In contrast to this class of compounds, alkyl or alkylaryl polyglycol ether sulfates or carboxymethylated alkyl or alkylaryl ethoxylates show good compatibility even at extremely high salinities (for example, 250,000 ppm) of the formation waters. Since the oil-mobilizing effect of these tensides is good (H. J. Neumann, "DGMK BERICHTE" [DGMK Reports], Report 164 [1978]; D. Balzer and K. Kosswig, Tenside Detergents 16: 256 [1979] whose disclosures are incorporated by reference herein) and their manufacture is simple and economical, these classes of compounds are very well suited for use in oil displacement in medium- and high-salinity deposit systems (10,000-250,000 ppm total salt content).
In numerous investigations on the nature of residual oil mobilization in model formations using carboxymethylated ethoxylates as the tensides, it has been observed, however, that the transport of the oil bank through the formation is accompanied by a strong pressure rise. Thus, even in the case of relatively highly permeable artificial formations, pressure gradients were observed of up to about 40 bar/m. When transposed into field conditions, these lead to pressures far above the petrostatic pressure. This effect is apt to exclude the use of these tensides in tertiary petroleum recovery.
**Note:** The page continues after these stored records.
PR #100, opened 2015-07-19
Added Vibration on Remote Arrow Press

### LINKED ISSUE #95: [FEATURE REQUEST] Please add option to enable vibration on button press
@SyncedSynapse :

Could you please add an option to Kore which allows enabling vibration on button press, so that the device vibrates when you press a button on the touchscreen?

It would be much appreciated.

Regards

akshay2000:
Arrow buttons on remote give out 100ms vibrations on press. Setting to enable and disable the vibrations has been added too.
Fixes #95.

### DIFF
--- a/app/src/main/AndroidManifest.xml
+++ b/app/src/main/AndroidManifest.xml
@@ -6,7 +6,8 @@
     <uses-permission android:name="android.permission.INTERNET"/>
     <uses-permission android:name="android.permission.CHANGE_WIFI_MULTICAST_STATE"/>
     <uses-permission android:name="android.permission.ACCESS_WIFI_STATE"/>
-    <uses-permission android:name="android.permission.WRITE_EXTERNAL_STORAGE"/>/>
+    <uses-permission android:name="android.permission.WRITE_EXTERNAL_STORAGE"/>
+    <uses-permission android:name="android.permission.VIBRATE"/>
 
     <application
         android:allowBackup="true"
--- a/app/src/main/java/org/xbmc/kore/Settings.java
+++ b/app/src/main/java/org/xbmc/kore/Settings.java
@@ -88,6 +88,10 @@ public interface Settings {
     public static final String KEY_PREF_USE_HARDWARE_VOLUME_KEYS = "pref_use_hardware_volume_keys";
     public static final boolean DEFAULT_PREF_USE_HARDWARE_VOLUME_KEYS = true;
 
+    // Vibrate on remote button press
+    public static final String KEY_PREF_VIBRATE_REMOTE_BUTTONS = "pref_vibrate_remote_buttons";
+    public static final boolean DEFAULT_PREF_VIBRATE_REMOTE_BUTTONS = false;
+
     // Current host id
     public static final String KEY_PREF_CURRENT_HOST_ID = "current_host_id";
     public static final int DEFAULT_PREF_CURRENT_HOST_ID = -1;
--- a/app/src/main/java/org/xbmc/kore/ui/RemoteFragment.java
+++ b/app/src/main/java/org/xbmc/kore/ui/RemoteFragment.java
@@ -136,8 +136,8 @@ public class RemoteFragment extends Fragment
 
     private Animation buttonInAnim;
     private Animation buttonOutAnim;
-    // Touch listener that provides touch feedbacl
-    private View.OnTouchListener feedbackTouckListener;
+    // Touch listener that provides touch feedback
+    private View.OnTouchListener feedbackTouchListener;
 
     // EventServer connection
     private EventServerConnection eventServerConnection = null;
@@ -161,7 +161,7 @@ public class RemoteFragment extends Fragment
 
         createEventServerConnection();
 
-        feedbackTouckListener = new View.OnTouchListener() {
+        feedbackTouchListener = new View.OnTouchListener() {
             @Override
             public boolean onTouch(View v, MotionEvent event) {
                 switch (event.getAction()) {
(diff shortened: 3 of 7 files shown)


wp9015362:
Thank you for having submitted a pull request for my [feature request](https://github.com/xbmc/Kore/issues/95).

But:

> @akshay2000 wrote:
> 
> Arrow buttons on remote give out 100ms vibrations on press.

Does your pull request only add vibration for the arrow buttons?

My feature request was about adding vibration to all buttons on the remote.

So, any chance you could add vibration to all buttons on the remote?

My feature request came from the intention to give Kore a tactile feedback.

So, it wouldn't make much sense to only have that tactile feedback on the arrow buttons.

All buttons on the remote should have that tactile feedback IMHO.

Any chance you could do it?

It would be much appreciated.

Regards

akshay2000:
@wp9015362  I thought of adding tactile feedback everywhere, but that doesn't really provide any benefit. I have done some A/B testing earlier (for [Windows Phone Kodi Remote](https://github.com/akshay2000/XBMCRemoteRT)) and that analytics data suggests that users prefer to have remote keys to vibrate.  
Reasoning behind this could be that when you have all the buttons vibrating, it's same as all buttons *not* vibrating. In essence, there is no way for the user to differentiate between frequently used arrow keys and infrequently used other keys without looking at the phone.  
Maybe you could try this version from [this](https://www.dropbox.com/s/7x6zv9wu0qrid0f/app-debug.apk?dl=0) debug APK. Try and see if you like it. If not, I'll wait for one of the Team Kodi members to comment on it. I'm not sure if they even want to accept this.

wp9015362:
@akshay2000 :

I disagree. I think having vibration on all buttons is great.

I know that it is great because I have an LG G2 smartphone.

The LG G2 / G3 / G4 smartphones come with an app called "LG Quick Remote".

Here you can see a video of it:

https://www.youtube.com/watch?v=5o6Z_YyfZXQ

The LG Quick Remote app has a setting called "Vibrate on tap".

When this setting is enabled, all buttons on the remote do vibrate when they are being pressed.

And this feels amazing.

What's also nice about the LG Quick Remote vibration is, that even when you press and hold a button on the remote, it continues to vibrate. But not with a constant vibration. When you hold down the channel plus or volume plus button for example it makes one short vibration after another with a little break inbetween, everytime a IR blast is being send out.

And it even makes the notification light blink once per IR blast.

It's really nice!

If Kore would do it like that, that would be really awesome.

Please do not just make the arrow buttons vibrate.

Please at least add an option to also make all buttons vibrate.

And, sorry, but I don't want to install APKs manually.

And I really hope that Team Kodi will accept this. Because when you have used LG's Quick Remote, you really miss the vibration feature in Kore.

Regards

wp9015362:
PS:

It would also be nice if you could add an option to configure the strength of the vibration.

Regards

akshay2000:
@wp9015362 Interesting. I had implemented the ability to send continuous vibration pulses when button is held down. But then I removed it.  
At this point, I really don't know what the feature roadmap Team has planned for the app. And since you are not planning to install APK (I didn't inject malware, I promise!) there is no point in implementing further features. I don't even have a device to test vibrations. So, if the Team confirms that the feature is planned, then I will go ahead and implement it. If not, you're either stuck with no tactile feedback or manually managing APK.

SyncedSynapse:
I'm not opposed to adding vibration (as an option), and i'll take a look at this later. As for if all buttons should vibrate i don't have a strong opinion about this. I'll try it and see if i form an opinion.

@akshay2000 Good work on the remote for windows (haven't tried it, but looks good). Regarding this PR, i've just glanced at it, and it looks good. Just check if you need the vibrator on the remoteFragment, i believe it is superfluous.

wp9015362:
> @SyncedSynapse wrote:
> 
> I'm not opposed to adding vibration (as an option), and i'll take a look at this later. As for if all buttons should vibrate i don't have a strong opinion about this. I'll try it and see if i form an opinion.

Well, it would be nice if you would let the users decide for themselves via options.

You could add options for:

- Configuring if the vibration is enabled on all buttons or only on the arrow buttons
- Configuring the strength of the vibration
- Configuring the length of the vibration
- Configuring if the notification light blinks when a button is pressed

That way the users could configure how they like the vibration themselves.

That would be better than forcing one specific vibration config on the user.

Regards

MartijnKaijser:
i'm ok with the vibration as it's default off. We should not add too many option as it's overkill.

wp9015362:
Well, yeah, okay, the options for the vibration strength/length and notification light might not be that much needed (but still nice to have anyway).

But an option to enable vibration for all buttons instead of only for the arrow buttons would be essential IMHO.

Because having vibration only for the arrow buttons would make the vibration feature pretty much useless. At least for me.

Regards

akshay2000:
> We should not add too many option as it's overkill.

Right. Too many choices paradox.  
So, here is the plan for me:

* Remove unnecessary references.
* Enable vibration for all the remote buttons.
* Just keep one setting to turn it on or off.
* Enable continuous vibration pulse for buttons that send repeated signals.

By the way, @SyncedSynapse Is there a way we could get Windows Phone/Windows project under the umbrella along with iOS and Android apps?

akshay2000:
I have added vibrations to all the buttons on remote. This request can now be merged.

SyncedSynapse:
@akshay2000 I still haven't been able to test this (i'm on the middle of something else), but looking at the code it looks like you've added vibration to *all* buttons, including play/ff/re and home/movies/etc. 

I think these buttons shouldn't have vibration, as they are "normal" Android buttons and these don't have vibration associated with them. I think that vibration should only be applied to the d-pad and maybe the surrounding buttons, but not the "normal" ones. Also, vibration helps when the user is navigating Kodi's Ui and is not looking at the phone, and this only applies to the d-pad.

akshay2000:
@SyncedSynapse That makes sense. In fact, that was my initial idea. I'll make the changes and push a commit.

SyncedSynapse:
Looks good, though i feel that 100ms vibration is a little too much. I might change this...

PR #727, opened 2020-04-14
Migration to AndroidX and many more changes

GitHubMyHub:
Hallo everyone, first I want to thank all of the contributers for their hard work to this project.
I have updated the whole project to the new level.
261 changed lines in 236 files.

Kore changes
- updated to API level 16 to get all these new Google features
- migrating Project to AndroidX
- compiled with Android-R sdk
- Removed Butterknife (deprecated/no longer mainteined) and moved to View Binding recomended by Google
- Replaced Picasso by Glide
- Updated all libs to the recent versions
- Pictures were converted to webp to save space
- Remote Icons were converted to Vector drawables
- Launcher icon is now a vector drawable available for Api level 16+
- German translation is now in sync

The Kore app lost 11 - 7 = 3mb in size and is now state of the art.
I have not tested everything.

But i noticed in the notification above the remote control the Channel name is not displayed anymore.
I did not found out the error.
And the remote buttons are big now due to vector drawable migration.
I couldnt find out how to change the size.
But it could be an improvement for people with vision incapabilities.

Hope I could contribute to the project.


poisdeux:
Thank you. This is really nice!

But in my opinion, as this contains many changes that can break a lot of things I really urge you to issue separate PRs for this. Making the PRs smaller allows us to discuss the changes and makes it easier to merge them. Some can probably be merged immediately. My suggestion is to issue separate PRs for each of the following changes:

* migrating Project to AndroidX
* compiled with Android-R sdk
* Removed Butterknife (deprecated/no longer mainteined) and moved to View Binding recommended by Google
* Updated drawables (can go in a single PR)
   * Pictures were converted to webp to save space
   * Remote Icons were converted to Vector drawables
   * Launcher icon is now a vector drawable available for Api level 16
* German translation is now in sync

I'm not so sure about the following:
* updated to API level 16 to get all these new Google features. What new google features are you talking about?
* Updated all libs to the recent versions. **Why do these need to be updated? Do you use new APIs, are there bugs that need to be fixed?**
* Replaced Picasso by Glide. **Why do you want Glide?**

GitHubMyHub:
Thanks for your reply.
Unfortunately i havent commited after every step.
The changes after the Androidx (libs+xml files) migration were huge and I thought I should also update everything else.
And I saw that Kore has a Beta Program on Google Play Store because of that I didnt find the urge to push everything separately. Neither would I expect any immediate push to the master branch.
I thought rather of an Beta branch on GitHub.

1) I needed API level 16 for the 'expandabletextview" lib and the vector drawable support. And some other google libraries whicht I dont remember. You are right it is not quite a feature but a support.
2) There were no flaws but I just like everything up to date. :)
3) Glide is better supported than Picasso (Updates and Userbase).
It is also used in Googles Android programming courses which are held by their Developer Advocates.

SyncedSynapse:
First of all, thanks for the contribution. It's useful and it contains stuff that needed to be done. 

Nevertheless, i share @poisdeux concern's, regarding the scope of this PR. It's quite difficult to review, comment and test it as is, and it introduces a level of risk that could be much better managed if it was done in separate, smaller and more focused bits.

The separation that @poisdeux suggests seems good, but we are open to other that you feel is more appropriate. Taking the migration to AndroidX separately, for instance, would make a world of a difference IMO - that's a relatively straightforward change, relatively easy to review and test, and it constitutes a large portion of the code changes, so subsequent changes should be cleaner. Likewise for changes to assets (icons and such) and code. I might also have issues with using Glide instead of Picasso, that i would like to review and discuss separately, and that is impossible and confusing in this PR current form.

I hope you understand our point. We feel it's a valuable contribution that we want to get in, but it's an unmanageable risk merging it all at once (alpha/beta/whatever programs don't substitute code reviews - i prefer to prevent bugs than to fix them).

GitHubMyHub:
Thanks for you your reply.
Yes, I totally understand your point of view. Even though I have to do everything again. :D
I will start again in smaller chuncks like poisdeux said above.
It will now take longer because I now dont have much time to work on side projects.

SyncedSynapse:
Guess this can be closed, as it is being done in separate PRs. If not, comment.

PR #728, opened 2020-04-15
AndroidX migration

GitHubMyHub:
Migration to AndroidX
- Update to API level 29
- Update Java sourcecode and xml import statements
- Upgrade Butterknife Version 10 AndroidX support
- Set Java 8 compile options due Butterknife needs it

PR #730, opened 2020-04-20
Remember last-used tab

ByteHamster:
I never use the "artists" tab, so I always have to switch to the "albums" tab when opening the app. With this PR, Kore now remembers the last-used tab.


SyncedSynapse:
Looks good. We are currently in the process of migrating to AndroidX - there's already a PR for that - so, do you mind if we merge that one first, and then this - you'll have to adapt it slightly as far as i could see.

poisdeux:
Indeed looks good and also works nicely. I don't think we should wait on #728. It still needs some work and it can be rebased without any problems on this PR.

SyncedSynapse:
Merging this, as i trust @poisdeux  git-foo

PR #731, opened 2020-04-21
Do not set download button state when cancelling download

ByteHamster:
When pressing "Cancel" in the dialog or closing it by touching the back button, the download button stays highlighted, which is wrong.

### DIFF
--- a/app/build.gradle
+++ b/app/build.gradle
@@ -87,6 +87,11 @@ android {
         exclude 'META-INF/LICENSE.txt'
         exclude 'META-INF/NOTICE.txt'
     }
+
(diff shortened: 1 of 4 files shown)


poisdeux:
Works great. Just wondering why you only updated the Movie info, TV episode, and Music video pages?

ByteHamster:
> Just wondering why you only updated the Movie info, TV episode, and Music video pages?

`UIUtils.downloadSongs` (which displays the confirmation dialog) does not have direct access to the UI. One could pass the download button as a parameter but I don't think that this is too clean.

PR #735, opened 2020-04-26
Compile with Android-R sdk

GitHubMyHub:


SyncedSynapse:
Guess this PR is kind of mangled...

But i have another issue: Why do we want to use Android R sdk so soon? Maybe there's something i'm not seeing, but i can't see a good reason for it.

GitHubMyHub:
Sorry. My PR is not how expected.
But lets debate the Android-R compilation.
In my opinion it is very important to compile with the latest sdk to see if the app functionality is given with the latest Android 11 Version and to see what will be deprecated in the future version.

SyncedSynapse:
Well, the lasted SDK isn't R, that is still in preview mode. And it is advised that in order to use the 11 SDK, one should use Android 4 beta, which i don't think should be done right now.
Android 11 is still about 5-6 months away, there's plenty of time to validate it. 
Furthermore, ;ooking at the behaviour changes that 11 introduces it seems we need to validate if the scoped storage changes have an impact on Kore, and if they do make the necessary changes and update the SDK at the same time. Updating the SDK and see what breaks shouldn't be the default option.

SyncedSynapse:
@GitHubMyHub For the next PRs, you need to pull the latest version of Kore, and rebase your changes on top of that, otherwise they will include the migration to AndroidX, which is already merged (as has happened on this PR). 
I'm closing this for now, as i think that the new part - android r sdk - shouldn't be done right now. @poisdeux if you disagree, please comment.

PR #752, opened 2020-07-08
Support .torrent and magnet sharing to Elementum addon

SecT0uch:
Tested :+1: 
Should I edit the intant-filters in Manifest.xml accordingly ?

For reference: [Elementum](https://github.com/elgatito/plugin.video.elementum)

### DIFF
--- a/app/src/main/java/org/xbmc/kore/ui/sections/remote/RemoteActivity.java
+++ b/app/src/main/java/org/xbmc/kore/ui/sections/remote/RemoteActivity.java
@@ -565,6 +565,8 @@ public class RemoteActivity extends BaseActivity
                     return null;
                 }
 
+            } else if (word.startsWith("magnet:")) {
+                return Uri.parse(word);
             }
         }
         return null;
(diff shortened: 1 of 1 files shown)


KarellenX:
@SecT0uch 

Thanks for your contribution. Unfortunately it is a breach of our forum rules which also applies to all Kodi sites including Github.

We do not provide any support or consideration for add-ons or other software which breaches the Copyright of the owner and enables piracy.

Your PR will be closed. Please read our rules here... https://kodi.wiki/view/Official:Forum_rules

SecT0uch:
I didn't read your rules indeed.
It's sad to banish torrent related apps, because torrent isn't only used for piracy.
A lot of Creative Commons content is also out there.

KarellenX:
I think torrent might be ok, depending on what it is coded to do, but you specifically referred to Elementum addon which is definitely used for Piracy.

SecT0uch:
@KarellenX Elementum addon only allows to download and play a given addon. 
There is absolutely no code in Elementum that fetches content. :+1: 

You must be confused with Elementum Burst. (Which is the one who fetches content)

It would be a good occasion to update the list of banned items to specify `Elementum Burst` rather than just `Elementum`

KarellenX:
Could you give me a link to the Elementum you are referring to?
Thanks.

SecT0uch:
[Elementum](https://github.com/elgatito/plugin.video.elementum/)
Thanks for looking into this

KarellenX:
Yep, that is banned.

SecT0uch:
Unfounded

The literature likewise discloses pressure gradients of a similar magnitude (C. Marx, H. Murtada, M. Burkowsky, "Erdoel Erdgas Zeitschrift" [Petroleum-Natural Gas News] 93: 303 [1977]). These authors explain the high pressure differences by the formation of emulsion zones which, however, are said to be limited to the region of the flooding front. In in-house experiments, however, a local limitation of the pressure gradient could not be observed. Inasmuch as crude oil emulsions, stabilized by carboxymethylated ethoxylates, are structurally viscous, the high pressure differences also cannot be arbitrarily lowered by reducing the flooding velocity. Consequently, one would have to expect uncontrollably high pressure gradients in tenside flooding with carboxymethylated ethoxylates in a field test.
Therefore, attempts have been made to find a tenside flooding method based on the highly oil-mobilizing carboxymethylated ethoxylates but which does not produce high pressure gradients. Lowering of the pressure gradient is possible by achieving a greatly delayed tenside breakthrough by suitable adaptation of the amount of tenside to the deposit. However, this mode of operation presupposes homogeneous formations. Although these might occur in artificial sand piles, they hardly occur in actual deposits. Therefore, a solution to this problem is really not possible in this way.